We need a simple-to-use search environment to allow casual users to be able to search for key words and phrases throughout sets of data files. The interface to this search will be web based, hosted on a Windows server. The search will be based on the Lucene open source search engine.
The data sets will be the files and email from computers that have had their disks copied. These data sets will be held securely on an in-house server.
The search needs to be able to look at both file names and file contents, and return the following information:
• file name and location
• File type
• Extract of the file showing search terms highlighted
• Link to open the full file
The types of file that need to be searched are :
• MS Office files of all versions; Word, Excel, PowerPoint
• Open office files
• XML files
• HTML files
• PDF files
• Email stores, including those for Outlook, Outlook Express and thunderbird
• Nice to have: access databases
There needs to be a way for the searcher to specify individual, multiple or all datasets
The searcher needs to be able to tag files from the search results for easy retrieval later, as well as easy copying to other media, printing, emailing etc.

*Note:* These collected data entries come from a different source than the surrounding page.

PR #8333, opened 2024-02-19
feat: add custom config support to `talosctl cluster create`

utkuozdemir:
Allow passing a static, custom config to every machine created by `talosctl cluster create`. This is useful for testing, e.g., passing partial machine config via cloud user data.

### DIFF
--- a/cmd/talosctl/cmd/mgmt/cluster/create.go
+++ b/cmd/talosctl/cmd/mgmt/cluster/create.go
@@ -706,6 +706,17 @@ func create(ctx context.Context, flags *pflag.FlagSet) error {
 		return err
 	}
 
+	bundleTalosconfig := configBundle.TalosConfig()
+	if bundleTalosconfig == nil {
+		if clusterWait {
+			return errors.New("no talosconfig in the config bundle: cannot wait for cluster")
+		}
+
+		if applyConfigEnabled {
+			return errors.New("no talosconfig in the config bundle: cannot apply config")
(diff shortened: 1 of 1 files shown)


frezbo (approved):

frezbo:
We should probably plan later to support a config file like kind, we have too many options :sweat_smile:

smira (commented):
(thinking about having less flags)

would it work if we re-use `inputDir` flag, and pass same `controlplane.yaml`/`worker.yaml` without `talosconfig` ? (and add handling for empty talosconfig?)

utkuozdemir:
> (thinking about having less flags)
> 
> would it work if we re-use `inputDir` flag, and pass same `controlplane.yaml`/`worker.yaml` without `talosconfig` ? (and add handling for empty talosconfig?)

Yep, I thought about it as well. The main reason to go this way was to be able to pass small configs directly as flags instead of as files. Also they have a less change of being different across control plane and worker. Creating a directory structure to meet this need felt a bit too much for this use case.

I think this is more convenient to use, but I can change, no problem.

utkuozdemir:
> (thinking about having less flags)
> 
> would it work if we re-use `inputDir` flag, and pass same `controlplane.yaml`/`worker.yaml` without `talosconfig` ? (and add handling for empty talosconfig?)

Changed it to be that way, hence got significantly simpler.

smira (approved):
:cool:

PR #8348, opened 2024-02-23
chore: allow non preallocated disks for QEMU cluster

dsseng:
# Pull Request

## What? (description)
Added an option to disable `fallocate` calls on QEMU images

## Why? (reasoning)
Preallocation is still done by default for correct max usage estimates, but in development environment it could be beneficial not to use up that space, so I added a flag to disable preallocation and provision the image thinly.

## Acceptance


smira (approved):
:sunglasses:

smira:
One thing I forgot about is that the pre-allocate should be still enabled by default for the provisioning library. I will update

Besides search there needs to be a mechanism for browsing through files in the datasets, in a Windows Explorer type environment.
As an example of use : imagine we have taken a copy of the entire hard disk from 20 different computers, and have all of that data stored on our server classified as a dataset for each computer. A user wants to search for all information about a customer called "abc". He should be able to enter "abc" in to the search box and see all documents and emails containing that string. He should be able to narrow his search by enabling or disabling certain dataset. He should be able to tag certain results and export the tagged files or emails to be saved in another location.
This is a new project and it is very likely that there will be follow on work to add additional features as we use it.
We will want the deliverable to include all source code, build files etc and full instructions on how the software needs to be installed and configured.